The overview covers main trends, differences or stages. Never include specific numbers, percentages, or dates here. Save all raw data for your detail paragraphs. This is the single most common mistake that costs students marks on Task Achievement.
Don't just describe each category one by one. Group the highest with the lowest to show contrast, OR the highest with the second-highest if they're close together. Logical grouping shows analytical thinking, which is exactly what examiners reward.
Your introduction must paraphrase the task prompt using strong synonyms where appropriate. But don't force synonyms — only replace words when a genuinely better alternative exists. Forced vocabulary sounds unnatural and lowers your Lexical Resource score.
The official IELTS criteria explicitly penalises both under-use and over-use of cohesive devices. Do not start every sentence with "Furthermore", "Moreover" or "In addition". Use linking words only when they add logical meaning. Two or three well-placed connectors per paragraph is enough. Forcing them into every sentence reads as mechanical, not fluent.

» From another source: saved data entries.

PR #56723, opened 2020-04-20
Terminate subprocesses when main proces is terminated.

### LINKED ISSUE #48390: SIGTERM -- Return error when salt-minion service/process receives a SIGTERM -- Feature Request

Currently, when salt-minion service/process receives a SIGTERM, it just exits. 
It leaves all the running jobs in orphan state. 

**Feature-Request**: Please return some kind of errors for those jobs before stopping the minion.

DmitryKuzmenko:
### What does this PR do?
When minion's main process receives the SIGTERM or SIGINT it doesn't shut down the worker processes executing jobs.
While if minion is stopped by "Ctrl-C" from terminal it shuts down all the processes.
This PR removes this inconsistency.

Also I've fixed the `SubprocessList.cleanup` method where iteration was broken.
Also fixed Lint failure: `third party module 'psutil' is not surrounded by try/except` that appeared from pre-commit hook.

Fixes: https://github.com/saltstack/salt/issues/48390

### Previous Behavior
Run
```bash
for i in $(seq 3); do salt '*' test.sleep 100 --async; done
```
This will run 3 async jobs on the salt minion. Now send the SIGTERM to the only main process:
```bash
pkill -f salt-minion$
```
Result: the minion reports about stopping the logging queue and the main minion process. Then it hangs for 100 seconds until the last job is done. Then exits.
Re-run the same but run minion in foreground and hit `Ctrl-C`. Minion exits immediately.

### New Behavior
Result: minion exits immediately terminating the jobs.

- [ ] Docs
- [ ] Changelog - https://docs.saltstack.com/en/latest/topics/development/changelog.html
- [x] Tests written/updated

### Commits signed with GPG?
Yes


bryceml:
re-run all full

Ch3LL (dismissed):

Ch3LL:
re-run all full

DmitryKuzmenko:
The tests are broken by `filename_map.yml`. Fix is here: #57004

DmitryKuzmenko:
It looks tests timeout issue could be related. I'm checking it.

s0undt3ch (dismissed):

tests/unit/utils/test_process.py
```diff
@@ -535,16 +531,42 @@ def test_process_list_cleanup(self):
...
+        assert proc2 in plist.processes
         self.wait_for_proc(proc)
+        self.wait_for_proc(proc2)
         assert not proc.is_alive()
+        assert not proc2.is_alive()
         plist.cleanup()
         assert proc not in plist.processes
+        assert proc2 not in plist.processes
+
+    @skipIf(True, "SLOWTEST skip")
```
s0undt3ch, line 553: Let's add instead the slow test decorator?

s0undt3ch (changes requested):

tests/unit/utils/test_process.py
DmitryKuzmenko: Sure! Thank you @s0undt3ch !

DmitryKuzmenko: I wonder how it could be missed. :shrug:. Fixed.

s0undt3ch (dismissed):

dwoz:

PR #56741, opened 2020-04-20
[PyTest #33 - Extract] There's really no need to setup clear_func for each test.

s0undt3ch:
### What does this PR do?
This makes it so that all tests in this module take ~30 seconds to run
as opposed to ~20s for each test


dwoz (approved):

dwoz:
10 seconds to setup ClearFuncs is alarming.

s0undt3ch:
When I made the change, yep, that was about the time it took.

The official minimum is 150 words. Going under directly reduces your Task Achievement score. The sweet spot is 170–190 words. Going much over 200 wastes your 20 minutes and risks introducing errors. Every sentence must add genuine information value. Padding to reach a word count is penalised under Task Achievement.
Before writing, draw a quick N/S/E/W compass on your question paper if one is not shown. Then label the key areas of the map in pencil. This prevents you from writing "on the left" or "at the top" and ensures every location reference in your essay is spatially accurate.
Maps do not give exact measurements, so you should approximate spatial descriptions: approximately in the centre, roughly halfway along the northern edge, close to the eastern boundary. This sounds more natural and academic than trying to be impossibly precise about location.
The two maps illustrate how the town of Riverside developed between 1990 and the present day, showing changes to land use, infrastructure and facilities across the area.
Overall, the town underwent considerable transformation over the period, with agricultural and natural land largely replaced by residential, commercial and recreational development. The road network was significantly expanded, though the river and its bridge remained unchanged throughout.
In the northern part of the town, the farmland that previously occupied the area was cleared and replaced by a residential housing estate. To the east of the main road, a school was constructed adjacent to a small park, which was retained from the original layout. The main road itself was widened and extended northwards, improving access to the new residential zone.
In the southern section, the original woodland was largely cleared to make way for a leisure centre and car park. A footpath was built along the southern riverbank, linking the residential area to the town centre. The river and its bridge, which had occupied the south-eastern corner of the map in 1990, remained entirely unchanged, forming the only natural feature to survive the extensive redevelopment of the town.
Notice how the introduction paraphrases without copying. The overview clearly states main trends or differences without any raw data, which is the key Band 7 Task Achievement requirement. The detail paragraphs group information logically with clear progression throughout, satisfying the Coherence and Cohesion criterion. The language moves naturally between simple, compound and complex sentences without over-using linking words, and vocabulary is varied without being forced.